What is linked is a reformulation of the elementary parts of number theory, hard analysis, calculus, and linear algebra in terms of a system of procedures for achieving particular objectives, objectives like showing that modular exponentiation of a specific integer with specific properties yields a stated result. So, while formal mathematics usually takes the format of definition-theorem-proof, this project has the format of declaration-procedure objective-procedure implementation. So where there usually would have been a statement and proof of Euler's totient theorem, procedure 1.50 is provided, and where there would have been a definition of Euler's totient function, declaration 1.16 is provided.

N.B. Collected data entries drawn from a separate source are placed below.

PR #3975, opened 2025-01-18
[bugfix]fix leader-elect-resource-namespace flag not take effect

Monokaix:
#### What type of PR is this?
/kind bug

The `lock-object-namespace` flag has been deprecated and when users set new flag `--leader-elect-resource-namespace`, but the code has checked that if `lock-object-namespace` is not empty, it will still use old one, and `lock-object-namespace` has a default not empty so the new flag will never take effect.

Fixes #

```release-note

```


lowang-bh (approved):
/lgtm

PR #3987, opened 2025-01-24
Remove runningEstimate from CRD

abatilo:
This doesn't appear to be referenced anywhere in any of the code
anymore. I don't think there is a reason to keep this field in the
manifest spec anymore.


hwdef:
We may use this field in the future

PR #3994, opened 2025-02-04
Fix: fix an issue where the wrong action name could not be ignored

xieyanke:
#### What type of PR is this?
/kind bug
/area scheduling

fix an issue where the wrong action name could not be ignored

Fixes #

```release-note

```

### DIFF
--- a/pkg/scheduler/util.go
+++ b/pkg/scheduler/util.go
@@ -23,6 +23,7 @@ import (
 	"strings"
 
 	"gopkg.in/yaml.v2"
+	"k8s.io/klog/v2"
 
 	"volcano.sh/volcano/pkg/scheduler/conf"
 	"volcano.sh/volcano/pkg/scheduler/framework"
@@ -80,7 +81,7 @@ func UnmarshalSchedulerConf(confStr string) ([]framework.Action, []conf.Tier, []
 		if action, found := framework.GetAction(strings.TrimSpace(actionName)); found {
 			actions = append(actions, action)
 		} else {
-			return nil, nil, nil, nil, fmt.Errorf("failed to find Action %s, ignore it", actionName)
+			klog.Errorf("Failed to find Action %s, ignore it", actionName)
 		}
 	}
 


bogo-y:
I think that should not be ignored.
For example, when a user makes a typo mistake such as typing "allocated" instead of "allocate", it is better to detect and resolve the issue immediately.

Monokaix:
> I think that should not be ignored. For example, when a user makes a typo mistake such as typing "allocated" instead of "allocate", it is better to detect and resolve the issue immediately.

Currently there is a log showing the message.

bogo-y:
> Currently there is a log showing the message.
There is too much messages when vc-scheduler just start... Maybe we need keep use `klog.Errorf` to make it highly visible?

xieyanke:
> > Currently there is a log showing the message.
> 
> There is too much messages when vc-scheduler just start... Maybe we need keep use `klog.Errorf` to make it highly visible?

Since actions are configurable, it’s reasonable to allow ignoring user misconfigurations while providing warning-level log messages.  
I think your concern can be addressed through another feature: "action classification". Some actions, such as “enqueue or allocate” are essential and require action validation, while others can be optionally ignored.

bogo-y:
> > > Currently there is a log showing the message.
> > 
> > 
> > There is too much messages when vc-scheduler just start... Maybe we need keep use `klog.Errorf` to make it highly visible?
> 
> Since actions are configurable, it’s reasonable to allow ignoring user misconfigurations while providing warning-level log messages. I think your concern can be addressed through another feature "action classification". Some actions, such as "enqueue or allocate" are essential and require action validation, while others can be optionally ignored.

There is no benefit to keep a wrong action name in configuration file, and if users discovered a mistake like this, they will fix it very easily.
just my personal opinion

Monokaix:
> > > Currently there is a log showing the message.
> > 
> > 
> > There is too much messages when vc-scheduler just start... Maybe we need keep use `klog.Errorf` to make it highly visible?
> 
> Since actions are configurable, it’s reasonable to allow ignoring user misconfigurations while providing warning-level log messages. I think your concern can be addressed through another feature "action classification". Some actions, such as "enqueue or allocate" are essential and require action validation, while others can be optionally ignored.

It's not a good way to classify different actions, all actions are important.

Monokaix:
> > > > Currently there is a log showing the message.
> > > 
> > > 
> > > There is too much messages when vc-scheduler just start... Maybe we need keep use `klog.Errorf` to make it highly visible?
> > 
> > 
> > Since actions are configurable, it’s reasonable to allow ignoring user misconfigurations while providing warning-level log messages. I think your concern can be addressed through another feature "action classification". Some actions, such as "enqueue or allocate" are essential and require action validation, while others can be optionally ignored.
> 
> There is no benefit to keep a wrong action name in configuration file, and if users discovered a mistake like this, they will fix it very easily. just my personal opinion

How about change Warning to Error?

bogo-y:
> How about change Warning to Error?

I think it's better than just use warning.

FYI: https://github.com/kubernetes/kubernetes/blob/release-1.32/pkg/scheduler/framework/runtime/framework.go#L658

xieyanke:
> > How about change Warning to Error?
> 
> I think it's better than just use warning.
> 
> FYI: https://github.com/kubernetes/kubernetes/blob/release-1.32/pkg/scheduler/framework/runtime/framework.go#L658

Okey agreed, I'll make the changes.

pkg/scheduler/util.go
```diff
@@ -80,7 +81,7 @@ func UnmarshalSchedulerConf(confStr string) ([]framework.Action, []conf.Tier, []
 		if action, found := framework.GetAction(strings.TrimSpace(actionName)); found {
 			actions = append(actions, action)
 		} else {
-			return nil, nil, nil, nil, fmt.Errorf("failed to find Action %s, ignore it", actionName)
+			klog.Errorf("failed to find Action %s, ignore it", actionName)
```
Monokaix, line 84: failed -> Failed

JesseStutler:
> > How about change Warning to Error?
> 
> I think it's better than just use warning.
> 
> FYI: https://github.com/kubernetes/kubernetes/blob/release-1.32/pkg/scheduler/framework/runtime/framework.go#L658

I am curious why this PR was agreed to be merged. If a plugin does not exist in kube-scheduler, the error will be returned layer by layer. Kube-scheduler would failed to start, volcano should also follow this way

PR #3999, opened 2025-02-06
Use dynamic client to get annotations

Monokaix:
#### What type of PR is this?
/kind cleanup
/area controllers

Use dynamic client instead of swich case.

Fixes #

```release-note

```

At this point the natural question is whether it is always possible to write a procedure in such a way that its correctbess is self-evident. While I have not been able to come up with an theoretical argument that that should be the case, actually writing out numerous procedures to achieve a range of objectives has convinced me that this indeed is the case. And as I refine and extend the following procedures, it is becoming clearer to me that a mathematical proof does not necessarily have to be some sort of argument. Rather, what is turning out to be important is the granularity of the writing's subdivisions (i.e. sub-procedures in programming and lemmas in mathematics) and the communication of intent (i.e. comments in programming and theorem statements in mathematics).
For the purposes of storage and transmission of knowledge pertaining to the elementary parts of number theory, hard analysis, calculus, and linear algebra, the following procedures are interchangeable with their analogous proofs in the sense that, assuming equal competence in programming and proving, if you have the procedure objective and implementation, you can trivially generate the analogous theorem and proof, and if you are in possession of the theorem and proof, then you can trivially generate the analogous procedure objective and implementation.